----- MATERIAL SUPPLIED -----
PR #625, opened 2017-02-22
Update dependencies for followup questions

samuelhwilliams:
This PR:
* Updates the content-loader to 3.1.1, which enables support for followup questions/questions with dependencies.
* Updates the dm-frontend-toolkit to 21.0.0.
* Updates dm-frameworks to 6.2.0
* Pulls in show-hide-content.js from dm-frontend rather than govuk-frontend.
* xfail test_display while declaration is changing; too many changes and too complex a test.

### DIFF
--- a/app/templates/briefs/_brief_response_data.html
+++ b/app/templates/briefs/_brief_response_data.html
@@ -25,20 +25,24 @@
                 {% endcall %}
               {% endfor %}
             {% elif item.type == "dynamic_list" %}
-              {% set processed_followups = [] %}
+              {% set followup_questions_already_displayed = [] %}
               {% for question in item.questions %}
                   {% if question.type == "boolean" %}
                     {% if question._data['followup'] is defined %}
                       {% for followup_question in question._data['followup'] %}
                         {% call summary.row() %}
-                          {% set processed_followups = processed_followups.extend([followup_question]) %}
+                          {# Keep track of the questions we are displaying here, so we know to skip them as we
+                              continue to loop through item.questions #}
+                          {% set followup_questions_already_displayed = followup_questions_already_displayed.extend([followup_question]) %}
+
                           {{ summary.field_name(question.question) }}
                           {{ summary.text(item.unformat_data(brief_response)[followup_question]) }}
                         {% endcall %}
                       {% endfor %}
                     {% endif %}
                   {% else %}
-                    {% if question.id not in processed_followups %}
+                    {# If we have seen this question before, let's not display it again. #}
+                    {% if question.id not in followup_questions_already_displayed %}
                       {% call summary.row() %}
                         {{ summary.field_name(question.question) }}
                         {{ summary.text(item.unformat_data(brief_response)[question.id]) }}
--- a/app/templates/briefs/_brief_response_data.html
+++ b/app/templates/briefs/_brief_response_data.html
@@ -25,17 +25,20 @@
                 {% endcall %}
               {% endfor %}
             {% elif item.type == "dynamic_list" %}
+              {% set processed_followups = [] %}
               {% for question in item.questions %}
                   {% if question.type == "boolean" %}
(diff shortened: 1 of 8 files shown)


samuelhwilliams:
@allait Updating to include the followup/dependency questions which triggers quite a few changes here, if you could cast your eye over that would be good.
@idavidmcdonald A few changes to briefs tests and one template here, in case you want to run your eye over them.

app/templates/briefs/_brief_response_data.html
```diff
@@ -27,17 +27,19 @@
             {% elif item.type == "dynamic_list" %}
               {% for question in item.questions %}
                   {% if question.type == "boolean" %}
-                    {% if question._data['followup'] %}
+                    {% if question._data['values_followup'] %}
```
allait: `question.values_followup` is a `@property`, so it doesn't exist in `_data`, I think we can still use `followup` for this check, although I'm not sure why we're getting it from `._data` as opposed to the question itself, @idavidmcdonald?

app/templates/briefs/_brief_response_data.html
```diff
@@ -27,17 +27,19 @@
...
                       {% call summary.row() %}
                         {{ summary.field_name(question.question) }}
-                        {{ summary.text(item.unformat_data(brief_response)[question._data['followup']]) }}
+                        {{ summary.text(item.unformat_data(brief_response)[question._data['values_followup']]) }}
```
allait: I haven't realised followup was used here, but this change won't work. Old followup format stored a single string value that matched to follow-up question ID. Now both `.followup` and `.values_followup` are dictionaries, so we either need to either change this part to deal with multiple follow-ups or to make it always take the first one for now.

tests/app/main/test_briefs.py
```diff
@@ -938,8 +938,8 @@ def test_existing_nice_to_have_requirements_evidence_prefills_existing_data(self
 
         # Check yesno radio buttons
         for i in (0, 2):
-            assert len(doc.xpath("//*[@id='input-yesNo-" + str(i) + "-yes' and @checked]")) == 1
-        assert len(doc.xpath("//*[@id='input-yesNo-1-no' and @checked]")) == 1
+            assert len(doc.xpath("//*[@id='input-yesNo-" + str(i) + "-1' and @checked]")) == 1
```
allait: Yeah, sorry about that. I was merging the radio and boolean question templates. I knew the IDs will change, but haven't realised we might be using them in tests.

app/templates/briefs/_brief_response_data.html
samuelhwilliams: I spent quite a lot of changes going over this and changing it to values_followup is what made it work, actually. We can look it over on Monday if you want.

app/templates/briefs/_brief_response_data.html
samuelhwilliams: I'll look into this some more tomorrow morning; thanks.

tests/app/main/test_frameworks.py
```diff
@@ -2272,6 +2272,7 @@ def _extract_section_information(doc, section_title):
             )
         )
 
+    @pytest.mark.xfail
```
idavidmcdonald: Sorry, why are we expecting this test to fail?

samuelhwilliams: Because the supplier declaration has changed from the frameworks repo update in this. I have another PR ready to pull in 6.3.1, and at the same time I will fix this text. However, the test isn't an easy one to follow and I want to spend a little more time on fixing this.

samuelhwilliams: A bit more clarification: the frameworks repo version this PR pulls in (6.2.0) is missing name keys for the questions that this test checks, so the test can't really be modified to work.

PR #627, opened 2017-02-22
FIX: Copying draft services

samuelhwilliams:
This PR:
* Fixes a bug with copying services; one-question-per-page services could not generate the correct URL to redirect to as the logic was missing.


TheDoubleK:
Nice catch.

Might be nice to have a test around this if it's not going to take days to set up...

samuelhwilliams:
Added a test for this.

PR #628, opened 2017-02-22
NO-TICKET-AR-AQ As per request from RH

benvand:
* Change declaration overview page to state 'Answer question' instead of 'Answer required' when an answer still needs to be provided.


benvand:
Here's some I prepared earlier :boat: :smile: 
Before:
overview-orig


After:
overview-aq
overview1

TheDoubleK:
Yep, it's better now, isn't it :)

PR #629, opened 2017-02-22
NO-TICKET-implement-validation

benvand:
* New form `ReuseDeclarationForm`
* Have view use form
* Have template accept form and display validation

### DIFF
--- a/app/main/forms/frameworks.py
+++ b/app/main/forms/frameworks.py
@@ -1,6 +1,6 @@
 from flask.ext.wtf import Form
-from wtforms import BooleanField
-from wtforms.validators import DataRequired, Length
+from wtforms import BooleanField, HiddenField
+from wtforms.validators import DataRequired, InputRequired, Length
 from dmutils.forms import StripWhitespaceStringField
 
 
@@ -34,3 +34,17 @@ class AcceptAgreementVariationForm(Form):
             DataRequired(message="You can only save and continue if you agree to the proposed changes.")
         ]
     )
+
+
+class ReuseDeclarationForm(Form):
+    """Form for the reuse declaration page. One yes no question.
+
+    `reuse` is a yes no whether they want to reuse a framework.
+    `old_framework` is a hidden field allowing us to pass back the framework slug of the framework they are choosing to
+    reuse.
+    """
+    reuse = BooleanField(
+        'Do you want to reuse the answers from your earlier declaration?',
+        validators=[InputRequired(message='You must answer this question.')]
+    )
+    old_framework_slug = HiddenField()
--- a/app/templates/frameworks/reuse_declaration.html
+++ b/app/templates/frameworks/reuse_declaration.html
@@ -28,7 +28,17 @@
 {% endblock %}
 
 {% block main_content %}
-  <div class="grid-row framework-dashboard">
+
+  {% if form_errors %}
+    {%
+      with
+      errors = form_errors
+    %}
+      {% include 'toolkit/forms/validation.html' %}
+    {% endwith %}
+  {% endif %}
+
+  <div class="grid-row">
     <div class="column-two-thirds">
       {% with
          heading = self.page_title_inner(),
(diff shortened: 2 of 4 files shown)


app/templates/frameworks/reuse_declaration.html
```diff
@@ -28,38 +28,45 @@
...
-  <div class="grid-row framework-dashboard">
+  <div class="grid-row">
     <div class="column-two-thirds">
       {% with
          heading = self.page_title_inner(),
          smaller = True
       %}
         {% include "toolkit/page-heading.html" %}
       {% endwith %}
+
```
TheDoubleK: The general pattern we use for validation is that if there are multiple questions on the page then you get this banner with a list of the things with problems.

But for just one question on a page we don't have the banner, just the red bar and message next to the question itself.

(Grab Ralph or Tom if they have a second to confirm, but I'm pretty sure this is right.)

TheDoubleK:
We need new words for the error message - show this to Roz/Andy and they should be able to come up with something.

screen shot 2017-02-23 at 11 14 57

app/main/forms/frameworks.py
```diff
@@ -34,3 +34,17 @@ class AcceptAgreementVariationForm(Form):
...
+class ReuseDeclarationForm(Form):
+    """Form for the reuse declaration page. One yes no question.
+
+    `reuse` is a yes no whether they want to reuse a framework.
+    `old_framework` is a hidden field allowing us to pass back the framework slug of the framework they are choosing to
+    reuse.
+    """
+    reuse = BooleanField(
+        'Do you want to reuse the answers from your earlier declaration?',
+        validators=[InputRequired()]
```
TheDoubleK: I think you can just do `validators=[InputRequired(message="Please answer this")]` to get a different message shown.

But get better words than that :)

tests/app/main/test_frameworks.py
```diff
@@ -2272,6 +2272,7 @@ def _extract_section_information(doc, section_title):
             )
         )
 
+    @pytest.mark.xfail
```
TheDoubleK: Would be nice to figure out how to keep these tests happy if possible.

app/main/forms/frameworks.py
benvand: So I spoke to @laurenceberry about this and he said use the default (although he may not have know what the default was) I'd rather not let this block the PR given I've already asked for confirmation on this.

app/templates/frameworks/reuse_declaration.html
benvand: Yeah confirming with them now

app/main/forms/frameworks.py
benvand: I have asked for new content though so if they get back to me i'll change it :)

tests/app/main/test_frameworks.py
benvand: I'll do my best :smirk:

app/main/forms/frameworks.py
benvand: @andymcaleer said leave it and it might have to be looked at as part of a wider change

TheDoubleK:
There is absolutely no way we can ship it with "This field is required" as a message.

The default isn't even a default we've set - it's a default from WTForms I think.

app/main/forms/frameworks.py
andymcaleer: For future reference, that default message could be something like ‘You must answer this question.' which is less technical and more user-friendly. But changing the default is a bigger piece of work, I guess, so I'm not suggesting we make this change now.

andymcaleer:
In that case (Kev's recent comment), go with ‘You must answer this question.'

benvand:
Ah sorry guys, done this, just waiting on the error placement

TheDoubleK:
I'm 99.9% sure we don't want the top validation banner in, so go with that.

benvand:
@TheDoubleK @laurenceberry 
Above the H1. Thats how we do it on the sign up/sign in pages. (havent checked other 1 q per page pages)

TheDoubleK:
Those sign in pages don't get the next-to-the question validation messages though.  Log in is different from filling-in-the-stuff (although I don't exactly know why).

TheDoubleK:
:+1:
-----
----- MATERIAL SUPPLIED -----
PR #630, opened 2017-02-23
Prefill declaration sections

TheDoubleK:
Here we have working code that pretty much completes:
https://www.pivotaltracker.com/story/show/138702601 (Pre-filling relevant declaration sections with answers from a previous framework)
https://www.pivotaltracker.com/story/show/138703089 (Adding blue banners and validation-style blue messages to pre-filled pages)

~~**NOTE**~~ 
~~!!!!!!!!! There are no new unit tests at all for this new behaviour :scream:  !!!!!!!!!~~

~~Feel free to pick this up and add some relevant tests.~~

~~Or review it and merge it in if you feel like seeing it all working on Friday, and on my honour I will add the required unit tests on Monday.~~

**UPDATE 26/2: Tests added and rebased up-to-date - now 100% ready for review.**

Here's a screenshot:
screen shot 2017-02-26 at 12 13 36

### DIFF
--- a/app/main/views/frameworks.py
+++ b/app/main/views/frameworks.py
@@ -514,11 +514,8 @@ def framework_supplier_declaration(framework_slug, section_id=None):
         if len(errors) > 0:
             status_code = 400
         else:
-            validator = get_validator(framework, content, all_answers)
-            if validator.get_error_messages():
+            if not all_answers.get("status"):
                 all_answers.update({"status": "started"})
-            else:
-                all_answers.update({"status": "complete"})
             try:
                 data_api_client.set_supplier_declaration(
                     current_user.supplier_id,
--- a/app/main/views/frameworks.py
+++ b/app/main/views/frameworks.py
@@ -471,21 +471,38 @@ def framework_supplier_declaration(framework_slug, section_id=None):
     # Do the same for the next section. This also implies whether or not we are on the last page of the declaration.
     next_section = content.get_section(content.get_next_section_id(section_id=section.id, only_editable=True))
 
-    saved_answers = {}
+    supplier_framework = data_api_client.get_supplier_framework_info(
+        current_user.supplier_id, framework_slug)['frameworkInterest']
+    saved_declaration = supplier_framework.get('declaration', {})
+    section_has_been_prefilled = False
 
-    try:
-----
----- MATERIAL SUPPLIED -----
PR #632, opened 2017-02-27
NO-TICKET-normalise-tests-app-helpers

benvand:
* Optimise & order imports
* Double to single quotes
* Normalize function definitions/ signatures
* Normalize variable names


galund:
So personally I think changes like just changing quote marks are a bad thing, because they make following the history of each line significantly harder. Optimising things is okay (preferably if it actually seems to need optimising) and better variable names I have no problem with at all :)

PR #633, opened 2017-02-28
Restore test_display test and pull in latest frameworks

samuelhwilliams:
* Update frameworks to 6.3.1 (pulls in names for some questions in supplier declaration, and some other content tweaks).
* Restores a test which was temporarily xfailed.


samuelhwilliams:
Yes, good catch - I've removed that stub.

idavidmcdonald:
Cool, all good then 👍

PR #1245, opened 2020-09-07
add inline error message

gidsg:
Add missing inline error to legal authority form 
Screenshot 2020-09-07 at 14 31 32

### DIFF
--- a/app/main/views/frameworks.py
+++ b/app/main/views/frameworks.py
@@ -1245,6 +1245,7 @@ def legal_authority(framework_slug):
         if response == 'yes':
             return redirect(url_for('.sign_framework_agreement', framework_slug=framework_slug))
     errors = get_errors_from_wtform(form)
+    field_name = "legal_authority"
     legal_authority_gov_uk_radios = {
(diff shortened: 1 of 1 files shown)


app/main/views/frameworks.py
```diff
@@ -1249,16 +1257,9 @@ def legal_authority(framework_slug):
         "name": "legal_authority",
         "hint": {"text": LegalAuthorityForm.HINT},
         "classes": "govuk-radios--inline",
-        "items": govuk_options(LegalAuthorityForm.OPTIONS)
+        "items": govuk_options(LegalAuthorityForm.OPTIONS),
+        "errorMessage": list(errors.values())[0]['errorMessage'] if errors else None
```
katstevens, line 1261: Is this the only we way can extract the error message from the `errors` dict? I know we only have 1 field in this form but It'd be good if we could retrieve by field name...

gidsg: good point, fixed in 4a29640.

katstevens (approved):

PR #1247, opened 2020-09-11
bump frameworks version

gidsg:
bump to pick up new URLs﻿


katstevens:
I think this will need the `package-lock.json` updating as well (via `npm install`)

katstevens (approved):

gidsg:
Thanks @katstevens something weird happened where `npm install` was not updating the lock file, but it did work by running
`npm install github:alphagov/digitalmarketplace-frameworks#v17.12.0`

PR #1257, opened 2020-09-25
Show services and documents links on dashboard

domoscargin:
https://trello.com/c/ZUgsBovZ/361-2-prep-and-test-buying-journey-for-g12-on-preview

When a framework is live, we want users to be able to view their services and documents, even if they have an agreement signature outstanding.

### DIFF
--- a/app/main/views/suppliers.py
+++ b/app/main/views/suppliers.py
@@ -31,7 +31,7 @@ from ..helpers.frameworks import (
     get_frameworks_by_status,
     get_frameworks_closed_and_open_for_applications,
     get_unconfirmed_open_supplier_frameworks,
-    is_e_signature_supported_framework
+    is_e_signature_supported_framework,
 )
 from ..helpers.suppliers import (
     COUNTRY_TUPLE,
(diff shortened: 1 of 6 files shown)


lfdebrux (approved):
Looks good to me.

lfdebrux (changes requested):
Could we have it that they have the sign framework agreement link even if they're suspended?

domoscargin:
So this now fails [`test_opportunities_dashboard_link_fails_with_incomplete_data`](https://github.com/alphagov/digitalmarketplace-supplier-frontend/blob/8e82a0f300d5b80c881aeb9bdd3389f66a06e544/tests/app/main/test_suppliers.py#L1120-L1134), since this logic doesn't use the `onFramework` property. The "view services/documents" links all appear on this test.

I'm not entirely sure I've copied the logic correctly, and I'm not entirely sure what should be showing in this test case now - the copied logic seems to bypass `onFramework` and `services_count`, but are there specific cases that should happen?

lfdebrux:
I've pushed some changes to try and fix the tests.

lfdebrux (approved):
-----
TASK TO COMPLETE
Pick every line of the data that includes the string "seems".

SOLUTION TO THE PROBLEM
So personally I think changes like just changing quote marks are a bad thing, because they make following the history of each line significantly harder. Optimising things is okay (preferably if it actually seems to need optimising) and better variable names I have no problem with at all :)
I'm not entirely sure I've copied the logic correctly, and I'm not entirely sure what should be showing in this test case now - the copied logic seems to bypass `onFramework` and `services_count`, but are there specific cases that should happen?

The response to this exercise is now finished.